Material supplied Start Marker
PR #8174, opened 2023-12-24
Hide swap army/artifact buttons in the Battle Only

a1exsh:
The buttons are not actually active, so it's confusing to have them there:

- Before:
   image
- After:
  image

Related: #4352

### DIFF
--- a/src/fheroes2/battle/battle_only.cpp
+++ b/src/fheroes2/battle/battle_only.cpp
@@ -465,8 +465,8 @@ void Battle::Only::RedrawBaseInfo( const fheroes2::Point & top ) const
 
     // hide the swap army/artifact arrows
     const fheroes2::Sprite & moveButtonBackground = fheroes2::AGG::GetICN( ICN::STONEBAK, 0 );
-    fheroes2::Blit( moveButtonBackground, 292, 270, display, top.x + 292, top.y + 270, 48, 44 );
-    fheroes2::Blit( moveButtonBackground, 292, 363, display, top.x + 292, top.y + 363, 48, 44 );
+    fheroes2::Copy( moveButtonBackground, 292, 270, display, top.x + 292, top.y + 270, 48, 44 );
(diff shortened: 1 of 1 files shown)


src/fheroes2/battle/battle_only.cpp
```diff
@@ -462,6 +462,11 @@ void Battle::Only::RedrawBaseInfo( const fheroes2::Point & top ) const
     }
 
     fheroes2::RedrawPrimarySkillInfo( top, armyInfo[0].ui.primarySkill.get(), armyInfo[1].ui.primarySkill.get() );
+
+    // hide the swap army/artifact arrows
+    const fheroes2::Sprite & moveButtonBackground = fheroes2::AGG::GetICN( ICN::STONEBAK, 0 );
+    fheroes2::Blit( moveButtonBackground, 292, 270, display, top.x + 292, top.y + 270, 48, 44 );
+    fheroes2::Blit( moveButtonBackground, 292, 363, display, top.x + 292, top.y + 363, 48, 44 );
```
Districh-ru, line 469: Since the original image (STONEBAK) has no shadows or transparency, we can use `Copy()` instead of `Blit()` to speed up rendering a bit.
```suggestion
    fheroes2::Copy( moveButtonBackground, 292, 270, display, top.x + 292, top.y + 270, 48, 44 );
    fheroes2::Copy( moveButtonBackground, 292, 363, display, top.x + 292, top.y + 363, 48, 44 );
```

Districh-ru (changes requested):
Hi, @a1exsh, thanks for your contribution!
I left one minor suggestion. Could you please take a look when you have time.

src/fheroes2/battle/battle_only.cpp
ihhub: No, `Blit()` behaves as `Copy()` only when handling single-layer images. By default images are double-layer images. Therefore, the complexity of the operation increases leading to slower execution.

ihhub (approved):

Districh-ru (approved):
👍

ihhub:
@a1exsh , thank you so much for the fix!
Material supplied End Marker
Activity:
Display each line of the data where "approved" occurs.

Solved problem:
ihhub (approved):
Districh-ru (approved):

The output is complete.